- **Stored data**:

PR #1325, opened 2023-08-10
fix: don't autodispose search providers

d-loose:
This seems to cause problems with the autocompletion - let's revert this for now and come back to it in case caching too many searches causes any issues in the future.


jpnurmi (approved):
LGTM :+1:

- **WHAT IS REQUIRED**: Copy the records above exactly.

- **SOLUTION TO THE EXERCISE**:
PR #1325, opened 2023-08-10
fix: don't autodispose search providers

d-loose:
This seems to cause problems with the autocompletion - let's revert this for now and come back to it in case caching too many searches causes any issues in the future.


jpnurmi (approved):
LGTM :+1:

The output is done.